Exactly the lines from the one containing "Instead of MAX_DISPLAY_LINES" through the end of the data below are to be reproduced, and nothing besides them.

• DATA IN THIS EXERCISE:
------

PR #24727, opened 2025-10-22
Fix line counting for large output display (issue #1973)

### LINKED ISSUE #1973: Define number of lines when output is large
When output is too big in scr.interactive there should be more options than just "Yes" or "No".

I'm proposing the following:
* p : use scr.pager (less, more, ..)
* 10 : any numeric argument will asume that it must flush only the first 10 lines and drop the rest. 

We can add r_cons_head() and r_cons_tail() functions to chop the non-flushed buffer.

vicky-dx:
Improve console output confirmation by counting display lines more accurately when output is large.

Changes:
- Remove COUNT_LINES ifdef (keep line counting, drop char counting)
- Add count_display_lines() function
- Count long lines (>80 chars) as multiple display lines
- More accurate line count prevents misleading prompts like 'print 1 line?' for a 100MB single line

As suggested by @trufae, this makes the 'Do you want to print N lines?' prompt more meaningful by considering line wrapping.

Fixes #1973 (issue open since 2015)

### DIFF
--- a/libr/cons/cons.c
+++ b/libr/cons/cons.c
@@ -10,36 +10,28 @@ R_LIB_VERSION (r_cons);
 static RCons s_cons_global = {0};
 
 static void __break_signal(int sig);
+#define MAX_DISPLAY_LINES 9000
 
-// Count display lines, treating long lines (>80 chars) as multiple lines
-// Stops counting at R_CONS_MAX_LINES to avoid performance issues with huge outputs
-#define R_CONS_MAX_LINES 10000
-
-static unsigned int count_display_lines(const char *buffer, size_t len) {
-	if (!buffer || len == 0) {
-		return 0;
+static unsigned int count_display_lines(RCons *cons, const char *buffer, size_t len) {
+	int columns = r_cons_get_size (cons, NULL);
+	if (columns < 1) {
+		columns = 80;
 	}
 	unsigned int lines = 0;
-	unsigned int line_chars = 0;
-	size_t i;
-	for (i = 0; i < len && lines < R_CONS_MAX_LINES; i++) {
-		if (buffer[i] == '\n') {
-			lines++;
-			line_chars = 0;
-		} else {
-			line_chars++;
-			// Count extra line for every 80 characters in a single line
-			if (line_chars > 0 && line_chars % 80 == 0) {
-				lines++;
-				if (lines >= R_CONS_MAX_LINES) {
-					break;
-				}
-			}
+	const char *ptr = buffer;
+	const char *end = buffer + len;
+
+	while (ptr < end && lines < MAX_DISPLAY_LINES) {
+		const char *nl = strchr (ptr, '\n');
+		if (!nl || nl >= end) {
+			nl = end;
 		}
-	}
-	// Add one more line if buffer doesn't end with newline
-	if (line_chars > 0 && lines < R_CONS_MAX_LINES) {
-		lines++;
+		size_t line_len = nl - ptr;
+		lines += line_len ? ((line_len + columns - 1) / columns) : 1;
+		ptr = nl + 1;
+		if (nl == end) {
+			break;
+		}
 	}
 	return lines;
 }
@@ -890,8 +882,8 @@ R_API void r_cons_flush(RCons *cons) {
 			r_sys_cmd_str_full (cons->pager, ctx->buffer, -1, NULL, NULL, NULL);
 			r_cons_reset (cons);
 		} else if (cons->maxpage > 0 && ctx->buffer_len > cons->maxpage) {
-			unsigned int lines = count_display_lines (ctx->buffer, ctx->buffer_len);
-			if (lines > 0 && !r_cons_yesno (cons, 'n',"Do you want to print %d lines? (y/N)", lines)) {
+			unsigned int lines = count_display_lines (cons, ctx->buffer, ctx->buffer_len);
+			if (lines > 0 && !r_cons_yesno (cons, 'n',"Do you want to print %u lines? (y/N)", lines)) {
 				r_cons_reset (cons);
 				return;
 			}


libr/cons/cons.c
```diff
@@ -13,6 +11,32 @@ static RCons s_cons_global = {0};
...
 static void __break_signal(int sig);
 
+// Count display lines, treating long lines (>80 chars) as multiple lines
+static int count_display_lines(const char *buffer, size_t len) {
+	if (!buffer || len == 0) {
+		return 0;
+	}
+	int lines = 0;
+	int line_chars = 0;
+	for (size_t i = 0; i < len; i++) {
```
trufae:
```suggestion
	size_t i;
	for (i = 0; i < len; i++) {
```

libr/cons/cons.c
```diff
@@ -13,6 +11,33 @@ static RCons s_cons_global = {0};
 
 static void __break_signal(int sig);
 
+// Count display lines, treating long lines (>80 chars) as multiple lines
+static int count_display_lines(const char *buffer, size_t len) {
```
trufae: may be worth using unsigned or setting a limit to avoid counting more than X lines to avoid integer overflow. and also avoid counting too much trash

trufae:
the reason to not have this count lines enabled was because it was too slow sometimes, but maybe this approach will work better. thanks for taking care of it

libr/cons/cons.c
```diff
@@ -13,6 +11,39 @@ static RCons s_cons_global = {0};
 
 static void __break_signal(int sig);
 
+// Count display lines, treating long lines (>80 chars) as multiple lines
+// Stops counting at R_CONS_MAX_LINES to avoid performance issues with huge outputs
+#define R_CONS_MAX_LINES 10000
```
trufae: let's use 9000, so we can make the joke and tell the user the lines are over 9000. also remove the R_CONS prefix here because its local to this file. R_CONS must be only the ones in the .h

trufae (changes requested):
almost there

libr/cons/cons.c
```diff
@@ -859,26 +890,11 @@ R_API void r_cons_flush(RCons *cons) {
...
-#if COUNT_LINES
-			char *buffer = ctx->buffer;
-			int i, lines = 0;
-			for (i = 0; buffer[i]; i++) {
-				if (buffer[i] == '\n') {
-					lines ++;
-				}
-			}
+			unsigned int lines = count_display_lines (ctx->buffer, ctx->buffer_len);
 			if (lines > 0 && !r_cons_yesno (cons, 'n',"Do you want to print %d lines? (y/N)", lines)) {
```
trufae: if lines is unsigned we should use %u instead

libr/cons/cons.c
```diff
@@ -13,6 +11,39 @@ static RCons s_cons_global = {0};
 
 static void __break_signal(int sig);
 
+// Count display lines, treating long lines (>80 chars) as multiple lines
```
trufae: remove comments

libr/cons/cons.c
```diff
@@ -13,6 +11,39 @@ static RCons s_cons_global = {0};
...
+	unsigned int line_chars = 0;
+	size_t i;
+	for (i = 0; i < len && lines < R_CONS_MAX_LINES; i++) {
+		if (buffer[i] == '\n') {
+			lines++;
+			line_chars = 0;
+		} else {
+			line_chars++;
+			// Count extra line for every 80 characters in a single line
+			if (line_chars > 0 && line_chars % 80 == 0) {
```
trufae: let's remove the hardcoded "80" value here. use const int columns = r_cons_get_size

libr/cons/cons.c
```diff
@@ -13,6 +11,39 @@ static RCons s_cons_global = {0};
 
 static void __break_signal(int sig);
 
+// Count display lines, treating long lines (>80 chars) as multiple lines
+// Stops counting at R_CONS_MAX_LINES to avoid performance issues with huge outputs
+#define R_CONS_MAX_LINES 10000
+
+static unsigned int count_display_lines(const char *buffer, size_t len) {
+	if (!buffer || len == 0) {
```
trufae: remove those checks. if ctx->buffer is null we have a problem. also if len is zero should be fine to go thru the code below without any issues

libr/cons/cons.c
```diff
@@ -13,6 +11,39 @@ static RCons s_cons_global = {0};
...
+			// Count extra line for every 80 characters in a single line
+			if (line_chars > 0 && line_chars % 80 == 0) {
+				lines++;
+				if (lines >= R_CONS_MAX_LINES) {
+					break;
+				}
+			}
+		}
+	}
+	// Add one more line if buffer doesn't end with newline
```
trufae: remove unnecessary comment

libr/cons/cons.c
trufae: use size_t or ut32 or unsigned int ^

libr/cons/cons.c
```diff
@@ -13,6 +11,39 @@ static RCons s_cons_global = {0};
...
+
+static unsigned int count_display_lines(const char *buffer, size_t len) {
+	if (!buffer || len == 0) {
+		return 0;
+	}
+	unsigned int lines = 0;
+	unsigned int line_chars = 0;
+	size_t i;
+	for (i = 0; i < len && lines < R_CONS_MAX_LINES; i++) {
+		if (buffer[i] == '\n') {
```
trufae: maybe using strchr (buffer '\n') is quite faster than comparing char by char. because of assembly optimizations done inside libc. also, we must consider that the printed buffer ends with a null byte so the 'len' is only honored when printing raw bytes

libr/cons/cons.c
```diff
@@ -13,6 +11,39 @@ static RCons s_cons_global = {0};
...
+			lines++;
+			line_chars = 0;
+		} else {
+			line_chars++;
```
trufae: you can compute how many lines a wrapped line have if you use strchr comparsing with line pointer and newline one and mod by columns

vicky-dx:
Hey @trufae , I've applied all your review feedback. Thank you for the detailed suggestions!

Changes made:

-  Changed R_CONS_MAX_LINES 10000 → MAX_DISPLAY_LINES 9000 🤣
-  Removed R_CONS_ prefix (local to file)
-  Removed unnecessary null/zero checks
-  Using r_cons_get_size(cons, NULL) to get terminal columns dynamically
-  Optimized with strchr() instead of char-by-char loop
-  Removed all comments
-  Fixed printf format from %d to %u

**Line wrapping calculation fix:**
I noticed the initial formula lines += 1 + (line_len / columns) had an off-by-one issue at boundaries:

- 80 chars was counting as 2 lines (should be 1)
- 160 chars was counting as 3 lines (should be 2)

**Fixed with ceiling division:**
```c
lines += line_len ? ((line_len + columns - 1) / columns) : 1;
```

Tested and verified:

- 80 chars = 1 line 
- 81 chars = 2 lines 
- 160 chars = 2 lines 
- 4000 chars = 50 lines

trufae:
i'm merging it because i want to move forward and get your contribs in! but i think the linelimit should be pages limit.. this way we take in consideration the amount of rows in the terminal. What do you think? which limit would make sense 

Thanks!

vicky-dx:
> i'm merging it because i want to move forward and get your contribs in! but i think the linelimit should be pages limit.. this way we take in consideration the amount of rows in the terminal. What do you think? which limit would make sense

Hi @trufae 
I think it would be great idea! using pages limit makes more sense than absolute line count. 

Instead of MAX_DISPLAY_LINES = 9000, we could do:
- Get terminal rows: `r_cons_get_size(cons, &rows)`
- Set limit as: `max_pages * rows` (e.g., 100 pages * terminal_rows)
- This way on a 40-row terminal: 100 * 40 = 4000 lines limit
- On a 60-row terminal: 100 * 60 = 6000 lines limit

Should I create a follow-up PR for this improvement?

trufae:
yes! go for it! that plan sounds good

------

• WRITTEN ANSWER:
Instead of MAX_DISPLAY_LINES = 9000, we could do:
- Get terminal rows: `r_cons_get_size(cons, &rows)`
- Set limit as: `max_pages * rows` (e.g., 100 pages * terminal_rows)
- This way on a 40-row terminal: 100 * 40 = 4000 lines limit
- On a 60-row terminal: 100 * 60 = 6000 lines limit

Should I create a follow-up PR for this improvement?

trufae:
yes! go for it! that plan sounds good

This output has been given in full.